All of the data below is to be output exactly as written.

====== Task inputs

PR #419, opened 2026-07-31
fix(company-search): round 3 uppercase, vertical align, Enter/Space activation (#30.x.5, #30.x.6)

dgjlindsay:
## Summary

Round 3 of the company-search widget fixes (TWO-25288, #30.x.5/#30.x.6), reported live off staging after PR #416 and PR #418.

- **Uppercase, still on "Search for company" (#30.x.5.1)**: round 2 added `text-transform: none !important` to `#company_not_in_btn` only, on the correct reasoning that becoming a real `<button>` (since #416) made it a target for a host theme's own `button { text-transform: uppercase }` styling (confirmed live: Astra's own rule list includes the bare `button` element selector, `!important`). That reasoning applies exactly as much to `#search_company_btn` — it has been a real `<button>` since the same PR — but the override was never added there. Same fix, same reason, applied to the button that was missed.
- **Vertical alignment, still off (#30.x.5.3)**: `#search_company_btn` positions `absolute` against `#billing_company_field`, which wraps BOTH the "Company name" `<label>` and the input — only the input has a visible border. With no explicit `top`, the button fell back to its "static position" (roughly after label+input combined in normal flow) rather than the middle of the bordered input box beneath the label. Now appended into `.woocommerce-input-wrapper` (WooCommerce core's own wrapper around just the `<input>`, no label inside it) and centred (`top: 50%; transform: translateY(-50%)`) against that instead — lines up with the visible field regardless of label height or how many lines it wraps to.
- **Enter/Space activation on "not on the list" button doesn't work (#30.x.6)**: round 2 shipped Tab-reachability, but the button's own `keydown` handler only ever intercepted Tab (`e.which === 9`). selectWoo's own document-level keydown handler is gated purely on `isOpen()` — a CSS class, independent of focus — and treats Enter/Space arriving anywhere on the page, including on this button, as "accept the highlighted result": it silently selects whatever company row is currently highlighted and refocuses the search field. That's exactly Doug's report of Enter/Space "routing to the search field". Extended the same `stopPropagation`-only (no `preventDefault`) treatment already used for Tab to Enter and Space, so selectWoo's handler never sees the event but the browser's own native button-activation default action still runs.

## Test plan

- [x] `npm run test:js` — 168/168 passing. New/updated coverage:
  - `#search_company_btn` and `#company_not_in_btn` both declare `text-transform: none !important` (textual assertion against the shipped stylesheet — jsdom does not reliably resolve `!important` + specificity across two separate `<style>` sheets, confirmed directly by a false failure against already-working round-2 code, so this is a textual proof rather than a rendered one).
  - `#search_company_btn` is appended into `.woocommerce-input-wrapper`, not `#billing_company_field` directly, and that wrapper is the positioned containing block the button centres against.
  - Enter and Space, with the button focused, are not hijacked into silently selecting the highlighted result row or refocusing the search field.
- [x] `php tests/unit/run.php` — all passing (unrelated PHP-8.5 `ReflectionMethod::setAccessible` deprecation notices only, pre-existing).
- [x] `prettier --check` clean on all touched files.

## Root cause note

None of these three bugs were new regressions from round 2's changes — they were gaps round 2 didn't cover: the uppercase override was applied to one button but not its sibling, the centring fix targeted the wrong containing element for this specific button, and the Tab-scoped keydown guard was never widened to the other two activation keys. No competing overrides were added on top of round 1/2's fixes; each fix here replaces or extends the existing mechanism directly.

### DIFF
--- a/assets/css/twoinc.css
+++ b/assets/css/twoinc.css
@@ -212,17 +212,46 @@
  * The link back out of manual entry. A <button> now, for keyboard
  * reachability, so the browser's button chrome has to be reset for it to look
  * like the link it did before.
+ *
+ * `text-transform: none !important` is new (round 3, #30.x.5.1). Round 2 only
+ * added this to #company_not_in_btn, on the reasoning that becoming a real
+ * `<button>` (since #416) made it a target for a host theme's own
+ * `button { text-transform: uppercase }` styling. That reasoning applies
+ * exactly as much to THIS button — it has been a real `<button>` since the
+ * same PR — but the override was never added here, so a theme's `!important`
+ * button rule kept winning on this element specifically while the other one
+ * was already fixed. Same fix, same reason, just missed the first time.
+ *
+ * Vertical centring against `.woocommerce-input-wrapper`, not against this
+ * button's own containing `#billing_company_field` (round 3, #30.x.5.3).
+ * `#billing_company_field` wraps BOTH the "Company name" <label> and the
+ * input, but only the input carries a visible border — the label sits above
+ * it with no box of its own. This button used to be positioned with no
+ * explicit `top` at all, so its vertical position fell back to its "static
+ * position" (roughly where it would render in normal flow, i.e. after the
+ * label+input together) rather than to the middle of the bordered input box
+ * beneath the label. `.woocommerce-input-wrapper` is WooCommerce core's own
+ * wrapper around just the <input> — no label inside it — so this button is
+ * now appended there (see `getSearchCompanyBtnNode` in twoinc.js) and
+ * centred with `top: 50%; transform: translateY(-50%)` against THAT box,
+ * which lines it up with the visible field regardless of label height or how
+ * many lines it wraps to on a narrow viewport.
  */
+#billing_company_field .woocommerce-input-wrapper {
+  position: relative;
+}
 #search_company_btn {
   text-align: right;
   cursor: pointer;
-  padding: 5px 0 0;
   color: #3043d1;
   position: absolute;
+  top: 50%;
+  transform: translateY(-50%);
   right: 4px;
   background: none;
   border: 0;
   font: inherit;
+  text-transform: none !important;
 }
 
 /* Payment terms chip selector (TWO-24751) */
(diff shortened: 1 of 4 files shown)


dgjlindsay:

**Round 1** — 4 personas (Leia/maintainability, Han/SRE, Vader/QA, Yoda/framework), run against the initial diff.

Convergent findings (fixed in `5a46a41`):
- **BUG** (Han + Vader): `getSearchCompanyBtnNode()`'s fallback, when `.woocommerce-input-wrapper` was missing, still centred the button against `#billing_company_field` — which already carries `position: relative` from before this round — silently reproducing the exact off-centre bug this PR fixes, untested. Fixed by self-healing (wrapping `#billing_company` in an equivalent span) instead of degrading.
- **NIT** (Han + Vader + Yoda, 3-way): a comment/test description claimed selectWoo's document-level keydown handler treats Space "exactly like Tab" (`results:select`). Checked against the vendored bundle: only Enter/Tab hit that branch; Space only hits the generic focus-steal fallthrough. The fix itself was already correct — only the stated mechanism was wrong. Comment corrected.

Individual findings (fixed in `d3cc213`):
- **Test quality** (Leia): a specificity test only checked the selectors were flat IDs via regex, never actually comparing against the real theme selector list — dropped in favour of the two text-transform tests that already cover the real behaviour.
- **NIT** (Leia): a rationale essay about `.woocommerce-input-wrapper` centring had drifted into three near-identical copies (CSS/JS/test comments). Consolidated to the CSS comment (canonical, next to the rule); JS/test comments shortened to reference it.

**Round 2** — confirming pass verifying the round-1 fixes landed correctly and introduced nothing new. Verdict: **clean**. `npm run test:js` 168/168 passing throughout.

**CI note**: `e2e-tests` is failing on this PR, but it also fails on `staging` HEAD's own history independent of this branch (verified: a `staging`-branch run at commit `740b57f3` failed the same job for unrelated infra reasons — GCP secret-access permission denial in one run, a 404 on an admin-login endpoint in another). Neither failure mode touches anything in this diff (checkout CSS/JS only). No branch protection requires this check on `staging`. Proceeding to merge per the self-review lane.

— by Claude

============

## Task result
PR #419, opened 2026-07-31
fix(company-search): round 3 uppercase, vertical align, Enter/Space activation (#30.x.5, #30.x.6)

dgjlindsay:
## Summary

Round 3 of the company-search widget fixes (TWO-25288, #30.x.5/#30.x.6), reported live off staging after PR #416 and PR #418.

- **Uppercase, still on "Search for company" (#30.x.5.1)**: round 2 added `text-transform: none !important` to `#company_not_in_btn` only, on the correct reasoning that becoming a real `<button>` (since #416) made it a target for a host theme's own `button { text-transform: uppercase }` styling (confirmed live: Astra's own rule list includes the bare `button` element selector, `!important`). That reasoning applies exactly as much to `#search_company_btn` — it has been a real `<button>` since the same PR — but the override was never added there. Same fix, same reason, applied to the button that was missed.
- **Vertical alignment, still off (#30.x.5.3)**: `#search_company_btn` positions `absolute` against `#billing_company_field`, which wraps BOTH the "Company name" `<label>` and the input — only the input has a visible border. With no explicit `top`, the button fell back to its "static position" (roughly after label+input combined in normal flow) rather than the middle of the bordered input box beneath the label. Now appended into `.woocommerce-input-wrapper` (WooCommerce core's own wrapper around just the `<input>`, no label inside it) and centred (`top: 50%; transform: translateY(-50%)`) against that instead — lines up with the visible field regardless of label height or how many lines it wraps to.
- **Enter/Space activation on "not on the list" button doesn't work (#30.x.6)**: round 2 shipped Tab-reachability, but the button's own `keydown` handler only ever intercepted Tab (`e.which === 9`). selectWoo's own document-level keydown handler is gated purely on `isOpen()` — a CSS class, independent of focus — and treats Enter/Space arriving anywhere on the page, including on this button, as "accept the highlighted result": it silently selects whatever company row is currently highlighted and refocuses the search field. That's exactly Doug's report of Enter/Space "routing to the search field". Extended the same `stopPropagation`-only (no `preventDefault`) treatment already used for Tab to Enter and Space, so selectWoo's handler never sees the event but the browser's own native button-activation default action still runs.

## Test plan

- [x] `npm run test:js` — 168/168 passing. New/updated coverage:
  - `#search_company_btn` and `#company_not_in_btn` both declare `text-transform: none !important` (textual assertion against the shipped stylesheet — jsdom does not reliably resolve `!important` + specificity across two separate `<style>` sheets, confirmed directly by a false failure against already-working round-2 code, so this is a textual proof rather than a rendered one).
  - `#search_company_btn` is appended into `.woocommerce-input-wrapper`, not `#billing_company_field` directly, and that wrapper is the positioned containing block the button centres against.
  - Enter and Space, with the button focused, are not hijacked into silently selecting the highlighted result row or refocusing the search field.
- [x] `php tests/unit/run.php` — all passing (unrelated PHP-8.5 `ReflectionMethod::setAccessible` deprecation notices only, pre-existing).
- [x] `prettier --check` clean on all touched files.

## Root cause note

None of these three bugs were new regressions from round 2's changes — they were gaps round 2 didn't cover: the uppercase override was applied to one button but not its sibling, the centring fix targeted the wrong containing element for this specific button, and the Tab-scoped keydown guard was never widened to the other two activation keys. No competing overrides were added on top of round 1/2's fixes; each fix here replaces or extends the existing mechanism directly.

### DIFF
--- a/assets/css/twoinc.css
+++ b/assets/css/twoinc.css
@@ -212,17 +212,46 @@
  * The link back out of manual entry. A <button> now, for keyboard
  * reachability, so the browser's button chrome has to be reset for it to look
  * like the link it did before.
+ *
+ * `text-transform: none !important` is new (round 3, #30.x.5.1). Round 2 only
+ * added this to #company_not_in_btn, on the reasoning that becoming a real
+ * `<button>` (since #416) made it a target for a host theme's own
+ * `button { text-transform: uppercase }` styling. That reasoning applies
+ * exactly as much to THIS button — it has been a real `<button>` since the
+ * same PR — but the override was never added here, so a theme's `!important`
+ * button rule kept winning on this element specifically while the other one
+ * was already fixed. Same fix, same reason, just missed the first time.
+ *
+ * Vertical centring against `.woocommerce-input-wrapper`, not against this
+ * button's own containing `#billing_company_field` (round 3, #30.x.5.3).
+ * `#billing_company_field` wraps BOTH the "Company name" <label> and the
+ * input, but only the input carries a visible border — the label sits above
+ * it with no box of its own. This button used to be positioned with no
+ * explicit `top` at all, so its vertical position fell back to its "static
+ * position" (roughly where it would render in normal flow, i.e. after the
+ * label+input together) rather than to the middle of the bordered input box
+ * beneath the label. `.woocommerce-input-wrapper` is WooCommerce core's own
+ * wrapper around just the <input> — no label inside it — so this button is
+ * now appended there (see `getSearchCompanyBtnNode` in twoinc.js) and
+ * centred with `top: 50%; transform: translateY(-50%)` against THAT box,
+ * which lines it up with the visible field regardless of label height or how
+ * many lines it wraps to on a narrow viewport.
  */
+#billing_company_field .woocommerce-input-wrapper {
+  position: relative;
+}
 #search_company_btn {
   text-align: right;
   cursor: pointer;
-  padding: 5px 0 0;
   color: #3043d1;
   position: absolute;
+  top: 50%;
+  transform: translateY(-50%);
   right: 4px;
   background: none;
   border: 0;
   font: inherit;
+  text-transform: none !important;
 }
 
 /* Payment terms chip selector (TWO-24751) */
(diff shortened: 1 of 4 files shown)


dgjlindsay:

**Round 1** — 4 personas (Leia/maintainability, Han/SRE, Vader/QA, Yoda/framework), run against the initial diff.

Convergent findings (fixed in `5a46a41`):
- **BUG** (Han + Vader): `getSearchCompanyBtnNode()`'s fallback, when `.woocommerce-input-wrapper` was missing, still centred the button against `#billing_company_field` — which already carries `position: relative` from before this round — silently reproducing the exact off-centre bug this PR fixes, untested. Fixed by self-healing (wrapping `#billing_company` in an equivalent span) instead of degrading.
- **NIT** (Han + Vader + Yoda, 3-way): a comment/test description claimed selectWoo's document-level keydown handler treats Space "exactly like Tab" (`results:select`). Checked against the vendored bundle: only Enter/Tab hit that branch; Space only hits the generic focus-steal fallthrough. The fix itself was already correct — only the stated mechanism was wrong. Comment corrected.

Individual findings (fixed in `d3cc213`):
- **Test quality** (Leia): a specificity test only checked the selectors were flat IDs via regex, never actually comparing against the real theme selector list — dropped in favour of the two text-transform tests that already cover the real behaviour.
- **NIT** (Leia): a rationale essay about `.woocommerce-input-wrapper` centring had drifted into three near-identical copies (CSS/JS/test comments). Consolidated to the CSS comment (canonical, next to the rule); JS/test comments shortened to reference it.

**Round 2** — confirming pass verifying the round-1 fixes landed correctly and introduced nothing new. Verdict: **clean**. `npm run test:js` 168/168 passing throughout.

**CI note**: `e2e-tests` is failing on this PR, but it also fails on `staging` HEAD's own history independent of this branch (verified: a `staging`-branch run at commit `740b57f3` failed the same job for unrelated infra reasons — GCP secret-access permission denial in one run, a 404 on an admin-login endpoint in another). Neither failure mode touches anything in this diff (checkout CSS/JS only). No branch protection requires this check on `staging`. Proceeding to merge per the self-review lane.

— by Claude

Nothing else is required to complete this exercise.